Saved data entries
PR #1141, opened 2025-03-08
Fix SubApp expanded view sizing issues

### LINKED ISSUE #402: Size of fresh expanded subapp
After creating a new subapp and expanding it (empty) it looks like this:
image
After increasing the size to the bottom, it looks like this:
image
This is two base problems:

- The default settings for the side bar are _huge_ sidebar
- The size calculation is incorrect

anurag-sisodiya:
Fixes #402 

### Problem:

- Expanded SubApps had overly wide sidebars by default.

- Empty SubApps collapsed into a thin line due to incorrect size calculation.

### Solution:

- Reduced the minimum width of input/output sidebars in SubAppForFbNetworkFigure.

- Enforced minimum dimensions for empty SubApps in SubAppForFBNetworkEditPart.

### Testing:

- Create a new SubApp → Expand it. Verify sidebars are narrower.

- Resize an empty SubApp → Ensure it retains a usable size (min 100x60).

https://github.com/user-attachments/assets/ce240467-72cf-4dae-ad55-f0177ca4ddd3

### DIFF
--- a/plugins/org.eclipse.fordiac.ide.application/src/org/eclipse/fordiac/ide/application/editparts/SubAppForFBNetworkEditPart.java
+++ b/plugins/org.eclipse.fordiac.ide.application/src/org/eclipse/fordiac/ide/application/editparts/SubAppForFBNetworkEditPart.java
@@ -384,8 +384,12 @@ public class SubAppForFBNetworkEditPart extends AbstractFBNElementEditPart imple
 
 	private Dimension getSubappSize() {
 		if (getModel().isUnfolded()) {
-			return new Dimension(CoordinateConverter.INSTANCE.iec61499ToScreen(getModel().getWidth()),
+			final int minWidth = 100;
+			final int minHeight = 60;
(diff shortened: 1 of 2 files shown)


azoitl:
thank your for finding this issue and the proposed fix. However the size of the side bar is based on preferences given by the user (or the according default values). With your change this preferences are not reflected in the sidebar size anymore. 

However I like the idea of giving the expanded subapp the first time it is expanded a better size. As the size is stored in the model and when you press save on the disk you should not perform any size corrections in the editpart but better calculate the right size in the `ToggleSubAppRepresentationCommand`. 

Please be also aware that the properties framework is changing: https://github.com/eclipse-4diac/4diac-ide/pull/1121
This may affect where you get the sizes for the interfacebar of expanded subapps.

bwiesmayr:
Hi, I agree that there is some problems with the size calculation. I have also noticed that sometimes (esp. if there is just one function block inside) a contained block is half-hidden behind the interface bar. But Alois' comments are of course still valid!

azoitl:
closing in favor of #1928

PR #1150, opened 2025-03-12
preserve resource mapping when creating contracts

lindhuber:


bwiesmayr (approved):
thanks a lot that was on the roadmap already

plugins/org.eclipse.fordiac.ide.contracts/src/org/eclipse/fordiac/ide/contracts/UpdateContractCommand.java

WHAT THE EXERCISE ASKS. Reproduce the line containing "thanks a lot that was on the roadmap already" and every line after it. Stop at the last line of the records, and add nothing.

WRITTEN SOLUTION.
thanks a lot that was on the roadmap already

plugins/org.eclipse.fordiac.ide.contracts/src/org/eclipse/fordiac/ide/contracts/UpdateContractCommand.java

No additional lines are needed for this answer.